Flush with the success of its first major installation in the U.S., Halifax Biomedical is out to raise at least $17 million in capital to finance the roll out of six more sites in the next 18 months.

Mabou-based Halifax Biomedical has retained Precipice Capital of Dartmouth to arrange the funding, which it hopes will comprise at least $10 million in equity financing and $7 million in debt. It plans to close the round by June.

“It would be seen as an appropriate raise for the type of work we’re doing,” said CEO Chad Munro in an interview Wednesday.

The size of the fund will require Halifax Biomedical to look outside the region and likely in the U.S. for capital, joining a growing list of companies seeking money in Toronto, Boston or Silicon Valley. The advantages for successful companies often include higher valuations than afforded by local funders, and access to the expertise and contact networks of investors based elsewhere.

Halifax Biomedical’s main product is the roentgen stereophotogrammetric analysis or RSA, which is an X-ray device that allows two simultaneous X-rays to be taken from different angles. It gives a surgeon an immediate and detailed picture of how an implant is taking hold in an orthopaedic patient.

The company installed its RSA last September at Midwest Orthopaedics at Rush, LLC, an orthopaedics group operating out of the Central DuPage Hospital in Chicago. Midwest Orthopaedics is recognized as the No. 3 orthopaedics clinic in the U.S., and its lead hip and knee surgeons Scott Sporer and Wayne Paprosky have been greatly impressed with RSA.

“They really believe in our solution and the technology we’re bringing in, and they promote it and use it with their patients,” said Munro, adding that it has been “really uplifting” to receive such validation of his system.

Halifax Biomedical now wants to install the system this year in three more “supersites”, which Munro defines as facilities that do at least 3,000 hip or knee replacements a year, are leaders in academic research and have other specialties. He said there are about 50 such hospitals in the U.S. and Canada.

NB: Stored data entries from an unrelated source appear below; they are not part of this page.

Issue #4786, opened 2019-07-12
"Edit info" button on Grant page isn't working


lrettig:
**Describe the bug**

When I click "Edit info" on my created grant page, nothing happens:

![image](https://user-images.githubusercontent.com/3316532/61139500-68655880-a497-11e9-9aec-7a9453fca8be.png)

**To Reproduce**

Log in. Click "Edit info" on grant page.

**Expected behavior**

That I can edit info.

**Screenshots**
<!-- If applicable, add screenshots to help explain your problem.)

**Desktop (please complete the following information):**

- OS: OS X
- Browser: Chrome, Brave (tried both)
- Browser Version: Chrome Version 75.0.3770.100 (Official Build) (64-bit)

**Smartphone (please complete the following information):**

- Device: 
- OS: 
- Browser:
- Version:

**Additional context**

gitcoinbot:
Issue Status: 1. **Open** 2. Started 3. Submitted 4. Done 

<hr>

__This issue now has a funding of 0.25 ETH (68.77 USD @ $275.09/ETH)  attached to it.__

 * If you would like to work on this issue you can 'start work' [on the Gitcoin Issue Details page](https://gitcoin.co/issue/gitcoinco/web/4786/3227).
* Want to chip in? Add your own contribution [here](https://gitcoin.co/issue/gitcoinco/web/4786/3227).
* Questions? Checkout <a href='https://gitcoin.co/help'>Gitcoin Help</a> or the <a href='https://gitcoin.co/slack'>Gitcoin Slack</a>
* $131,324.23 more funded OSS Work available on the [Gitcoin Issue Explorer](https://gitcoin.co/explorer)

gitcoinbot:
Issue Status: 1. **Open** 2. Started 3. Submitted 4. Done 

<hr>

__Workers have applied to start work__.


These users each claimed they can complete the work by 12 months from now.
Please review their action plans below:


**1) [andylim99](https://gitcoin.co/profile/andylim99) has applied to start work _(Funders only: [approve worker](https://gitcoin.co/issue/gitcoinco/web/4786/3227?mutate_worker_action=approve&worker=andylim99) | [reject worker](https://gitcoin.co/issue/gitcoinco/web/4786/3227?mutate_worker_action=reject&worker=andylim99))_.**

Good good goodplan plan plan plan

Learn more [on the Gitcoin Issue Details page](https://gitcoin.co/issue/gitcoinco/web/4786/3227).

[...]

PR #4928, opened 2019-07-31
Fix edit info on grant page

PierrickGT:
##### Description
As a grant owner, I wish to be able to edit infos of my grant.
This PR fix a bug who made it impossible to edit infos of a grant if you where not doing it from the first tab, it was due to the Quill editor not being conditioned to be loaded only on the first tab.

##### Screencast
Here is a recording of the fix
fix screencast

##### Refers/Fixes
Bounty: https://gitcoin.co/issue/gitcoinco/web/4786/3227
Issue: https://github.com/gitcoinco/web/issues/4786


thelostone-mc:
@danlipert / @octavioamu Tested it out locally to ensure it's working
Untitled

PR #4936, opened 2019-08-01
allow and check for regex in email suppression

danlipert:
##### Description

This change allows regexes to be used in the email suppression list, as well as checks for these regexes when syncing emails to and from mailchimp and our database.

##### Refers/Fixes

none

##### Testing

Tested locally


danlipert:
@owocki here's a fix that allows us to use the current suppression list, but also use regexes if we need to

PR #4930, opened 2019-08-01
Show Tooltips On Bounty Details Page

bakaoh:
##### Description

I added `inner-tooltip` class in base.css so we can reuse it in other pages.
Set `inner-tooltip` class in the p tag will help show the tooltips.

But...

Only bounties with additional funding (i.e: https://gitcoin.co/issue/gitcoinco/skunkworks/89/2631) show usd tooltips with content
Screenshot from 2019-08-01 10-05-02

Bounties without additional funding stucks here
https://github.com/gitcoinco/web/blob/master/app/assets/v2/js/pages/bounty_details.js#L236
so they show empty usd tooltips.

##### Refers/Fixes

Fix #4910

PR #4938, opened 2019-08-01
fixes tooltips on bounty detail pages

owocki:
Screen Recording 2019-08-01 at 09 13 AM

piggybacks on https://github.com/gitcoinco/web/pull/4930

### DIFF
--- a/app/assets/v2/js/pages/bounty_details.js
+++ b/app/assets/v2/js/pages/bounty_details.js
@@ -112,7 +112,10 @@ var heads = {
 var callbacks = {
   'github_url': link_ize,
   'value_in_token': function(key, val, result) {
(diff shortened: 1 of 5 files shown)


app/assets/v2/js/pages/bounty_details.js
```diff
@@ -112,7 +112,11 @@ var heads = {
 var callbacks = {
   'github_url': link_ize,
   'value_in_token': function(key, val, result) {
-    return [ 'amount', token_value_to_display(val) + ' ' + result['token_name'] ];
+    var title = token_value_to_display(val) + ' ' + result['token_name'];
+    var title_expand = title + ' in funding from original funder.';
```
thelostone-mc: @owocki I'm updating this to const just to be on the safer side + to avoid hoisting

PR #4981, opened 2019-08-07
stable -> master

thelostone-mc:
##### Description

- Exact duplicate of stable being merged into master


thelostone-mc:
Closing this as we are getting this via remote push ! and thanks for that @owocki , we'll get run that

He wants another three such installations next year.

Munro and his team looked at how much it would take to market, install and support six systems in supersites and came up with the $17 million figure.

He said his preference in terms of funders would be a strategic investor – a VC fund whose portfolio includes complementary companies in the orthopaedics space or a large company involved in orthopaedics that could assist in the roll out or become a potential acquirer.

In its last fundraising last October, Halifax Biomedical secured a $3 million investment, comprising $2 million from NSBI Venture Capital and $1 million from Enterprise Cape Breton Corporation.

Boston VC guru Mike Grandinetti, a Halifax Biomedical director, recently said he was working with a few Atlantic Canadian companies in raising “serious money” in the U.S.